My paradoxical relationship with school

My+paradoxical+relationship+with+school

I’ve found that the further I proceed in life, the more paradoxical my relationship with school becomes. Love and malice simultaneously gnaw on the corners of my days until the feelings blend together, producing an unpleasant gray.

This unpleasant gray, a mixture of love and hate, seemingly portrays my affinity with learning. I love learning and its neverending opportunities, yet I find myself, at times, resenting the very institution that it stems from.

The two feelings often attack each other in an attempt to define my view on education, but as my vision becomes more weary with the accumulation of late nights, the opposition of the two emotions only obscures my point of view.

On days when the gray is overwhelming, it leaves me unable to separate my love and bitterness. As I remain the one designated to understand the gray, I find myself losing a grasp on my love of learning due to an inability to find it between desire and animosity.

At times when animosity surpasses desire, I find myself losing my grasp on my love of learning due to the overwhelming suffocation of education’s effects.

However, I cannot bear the idea of letting go of school, despite its suffocation and my own confusion. My craving for knowledge is too strong for me to live without it. I don’t want to let go of all of the words and the stories. I refuse to set free my will to learn about the world around me.

Knowledge gives humanity a power that is often overlooked, and opening your mind to the multitude of information opens doors to the past, present, and future. The information found around the world is both a time machine and an airplane, having the ability to take a person to any corner of the Earth at any time it existed.

Having an aptitude to keep an open mind to these explanations is almost a superpower; it holds the ability of changing one’s perspective on life and the world, and being given the opportunity to attend an institution that gives this information is a wonder on its own.

Knowledge should be exciting. The world, from its microanatomical structures to its grand creations, should be yearned to know.

Yet, as I sit in a metal chairs lined in straight rows, I struggle to desire information. As I stay awake for far too many hours, shoveling information into my mind, I get sick of it. As I want to discuss information to its core, I am told that my ideas are wrong.

In a brief glance at modern-day education, not all, but many experiences are riddled with restriction. It makes sense, when considering organization; the straight rows, unchanging hours, and testing creates a structure that is helpful at times to keep a school functioning. However, this structure is often just convenience hidden behind what is said to be “needed.”

Although education’s gift of knowledge is a marvel, schools frequently strip individuality in the process.

With standardized tests and grade point averages, names are replaced with numbers. Instead of learning for truth and information, many students often chase after letters and digits that schools define them with.

With explanations, wrong answers are discouraged, and daring to think is often replaced with repeating right answers out of fear of penalization. But, difference in thought shouldn’t be damaging, and wrong answers shouldn’t be looked down upon.

The education system ironically, in many ways, damages learning and depth of thought, and in its place puts students in a box with its standardization. Although this does not occur in all instances, it is frequent among what is required by the nation.

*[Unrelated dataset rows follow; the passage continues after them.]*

Issue #1710, opened 2021-11-04
journald: Do not log additional string data in Debug representation


lunaryorn:
## Bug Report

Follow up from https://github.com/tokio-rs/tracing/pull/1709#discussion_r743202676

### Description

`tracing-journald` currently logs additional string fields in their `Debug` representation, i.e. this code

```
info!(foo="foo", "test")
```

writes `FOO="foo"` to the journal, i.e. with extra quotes from `format!("{:?}")`.

I expected `FOO=foo`, i.e. a regular string.

lunaryorn:
@Ralith You've said over in the merge request that this is intended because it helps distinguish between 1 as a number, and 1 as a string, which one couldn't if strings were logged directly.

I understand the motivation, but my concern is that this effectively requires downstream consumers of the journal to "unparse" Rust's `Debug` representation in order to get the original string back out. 

It also seems rather unusual to add extra formatting to field values, as far as I can see: The [slog implementation](https://github.com/slog-rs/journald/blob/master/src/lib.rs#L156) uses `Display`, not `Debug`, and I superficially (my C's a bit rusty :wink: ) checked Glib's structured logging code, and it seems to treat all fields as strings upfront, unless they contain internal NULs.

Ralith:
On review I think I agree; the common case (especially in idiomatic journald clients) of working with strings trumps the rather weird case of meaningfully dynamically-typed fields. I'd be happy to approve a fix.

lunaryorn:
I'll make a MR after the tests are merged.

We can also have a flag, similar to the field prefix, to toggle between the literal and the debug representation of strings, if you like 🙂

Ralith:
Eh, I'd rather avoid the complexity.

lunaryorn:
Absolutely fine with me :slightly_smiling_face: I'll make a merge request after #1709 

@Ralith Thanks for your great support and your help :pray:

Ralith:
Thanks for the contributions!

PR #1714, opened 2021-11-10
tracing-journald: Write literal string values to journal

lunaryorn:
See #1710: Do not write strings in Debug representation.

## Motivation

As discussed in #1710 writing strings literally makes tracing-journald behave like other journal clients, and allows 3rd party journal readers to extract the original value from the journal without having to "un"-parse the Debug representation of Rust strings.

### DIFF
--- a/tracing-journald/src/lib.rs
+++ b/tracing-journald/src/lib.rs
@@ -188,14 +188,29 @@ struct SpanVisitor<'a> {
     prefix: Option<&'a str>,
 }
 
-impl Visit for SpanVisitor<'_> {
-    fn record_debug(&mut self, field: &Field, value: &dyn fmt::Debug) {
+impl SpanVisitor<'_> {
+    fn put_span_prefix(&mut self) {
         write!(self.buf, "S{}", self.depth).unwrap();
         if let Some(prefix) = self.prefix {
             self.buf.extend_from_slice(prefix.as_bytes());
         }
         self.buf.push(b'_');
-        put_debug(self.buf, field.name(), value);
+    }
+}
+
+impl Visit for SpanVisitor<'_> {
+    fn record_str(&mut self, field: &Field, value: &str) {
+        self.put_span_prefix();
+        put_field_length_encoded(self.buf, field.name(), |buf| {
+            buf.extend_from_slice(value.as_bytes())
+        });
+    }
+
+    fn record_debug(&mut self, field: &Field, value: &dyn fmt::Debug) {
+        self.put_span_prefix();
+        put_field_length_encoded(self.buf, field.name(), |buf| {
+            write!(buf, "{:?}", value).unwrap()
+        });
     }
 }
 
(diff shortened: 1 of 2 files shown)


lunaryorn:
@Ralith Would you mind to take a look?  I'm not entirely happy with this code, but I'm not sure how to make it better, short of a refactoring of all these `put_` functions :thinking:

tracing-journald/src/lib.rs
```diff
@@ -188,14 +188,20 @@ struct SpanVisitor<'a> {
     prefix: Option<&'a str>,
 }
 
+#[derive(Copy, Clone)]
+enum FieldValue<'a> {
+    Raw(&'a str),
+    Debug(&'a dyn fmt::Debug),
+}
+
 impl Visit for SpanVisitor<'_> {
```
Ralith, line 197: Should we specialize `record_str` here too?

tracing-journald/src/lib.rs
```diff
@@ -257,12 +273,19 @@ fn put_metadata(buf: &mut Vec<u8>, meta: &Metadata, span: Option<usize>) {
     }
 }
 
-fn put_debug(buf: &mut Vec<u8>, name: &str, value: &dyn fmt::Debug) {
+fn put_field_value(buf: &mut Vec<u8>, name: &str, value: FieldValue<'_>) {
```
Ralith, line 276: To save the enum and monomorphize a little more, how about:
```suggestion
fn put_field_value(buf: &mut Vec<u8>, name: &str, formatter: impl FnOnce(&mut Vec<u8>)) {
```

lunaryorn: Done.

tracing-journald/src/lib.rs
lunaryorn: Oh, sure, I forgot this part.  Thanks for reminding me :pray:

tracing-journald/tests/journal.rs
```diff
@@ -89,7 +89,7 @@ fn read_from_journal(test_name: &str) -> Vec<HashMap<String, Field>> {
             // Filter by the PID of the current test process
             .arg(format!("_PID={}", std::process::id()))
             // tracing-journald logs strings in their debug representation
```
Ralith, line 91: Outdated comment

Ralith (changes requested):
LGTM aside from one cosmetic issue

tracing-journald/tests/journal.rs
hawkw, line 91:
```suggestion
```

tracing-journald/src/lib.rs
```diff
@@ -257,12 +286,12 @@ fn put_metadata(buf: &mut Vec<u8>, meta: &Metadata, span: Option<usize>) {
     }
 }
 
-fn put_debug(buf: &mut Vec<u8>, name: &str, value: &dyn fmt::Debug) {
+fn put_field_value(buf: &mut Vec<u8>, name: &str, write_value: impl FnOnce(&mut Vec<u8>)) {
```
hawkw, line 289: it could _maybe_ be worth a comment on what this function does, now that the relationship between the various `put_XXX` functions is a bit more complex? but, i don't think it's necessary.

hawkw (changes requested):
this looks good to me, beyond the outdated comment that @Ralith commented on; I think we should probably just remove that.

tracing-journald/src/lib.rs
lunaryorn: @hawkw @Ralith I've documented this function, and I've also renamed this one and `put_field` to clarify the difference between these two.

I hope that's okay; if the refactoring goes too far I'm happy to revert these changes.

tracing-journald/tests/journal.rs
lunaryorn: I've removed it.

Ralith (approved):
Thanks!

lunaryorn:
@hawkw I've rebased onto master and address all remaining change requests; would you mind to take another look? :blush:

hawkw (approved):

tracing-journald/src/lib.rs
```diff
@@ -279,14 +317,23 @@ fn sanitize_name(name: &str, buf: &mut Vec<u8>) {
...
     buf.push(b'\n');
     put_value(buf, value);
 }
 
-/// Write the value portion of a key-value pair
+/// Write the value portion of a key-value pair, in newline separated format.
+///
+/// `value` must not contain an internal newline.
+///
+/// For a "newline-safe" variant, see `put_field_length_encoded`.
```
Ralith, line 336: Revisiting these comments, is this correct? We're using length-prefixing, so per https://systemd.io/JOURNAL_NATIVE_PROTOCOL/ internal newlines in the value are fine. `put_field_length_encoded` uses exactly the same encoding, it just doesn't require the length to be known in advance.

swsnr: Perhaps not.  It really looks as if both function are the same…but I only took a superficial look 🤔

I resent the lack of sincerity, yet I catch myself abiding by all of the rules. I continue shoveling the information, keeping quiet, and saying the right answers.

I love learning, but I am concerned by the unleashing of it. My love and bitterness towards education fold and unfold throughout my days, affecting my ability to learn.

Education is one of the greatest influences in a student’s life, and it is now simultaneously gifting knowledge and perfunctorily forcing it into minds. With its release, it is frequently characterized by possible wonder that is overshadowed by the black and white of conveniences.

My relationship with school is defined by how it’s given to me, and right now, knowledge is both my superpower and my greatest enemy.